___ RECORDS SHOWN

PR #72, opened 2026-08-17
feat(wallet): multi-currency balances with a per-player active currency

zaxovaiko:
## Summary
- Drops the now-unused `wallet.balance` column; `wallet.currency` becomes the player's active currency rather than the only currency they can hold.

______

■ **DIRECTIONS**: Copy every record above verbatim and in full.

■ **ANSWER BOX**:
PR #72, opened 2026-08-17
feat(wallet): multi-currency balances with a per-player active currency

zaxovaiko:
## Summary
- Drops the now-unused `wallet.balance` column; `wallet.currency` becomes the player's active currency rather than the only currency they can hold.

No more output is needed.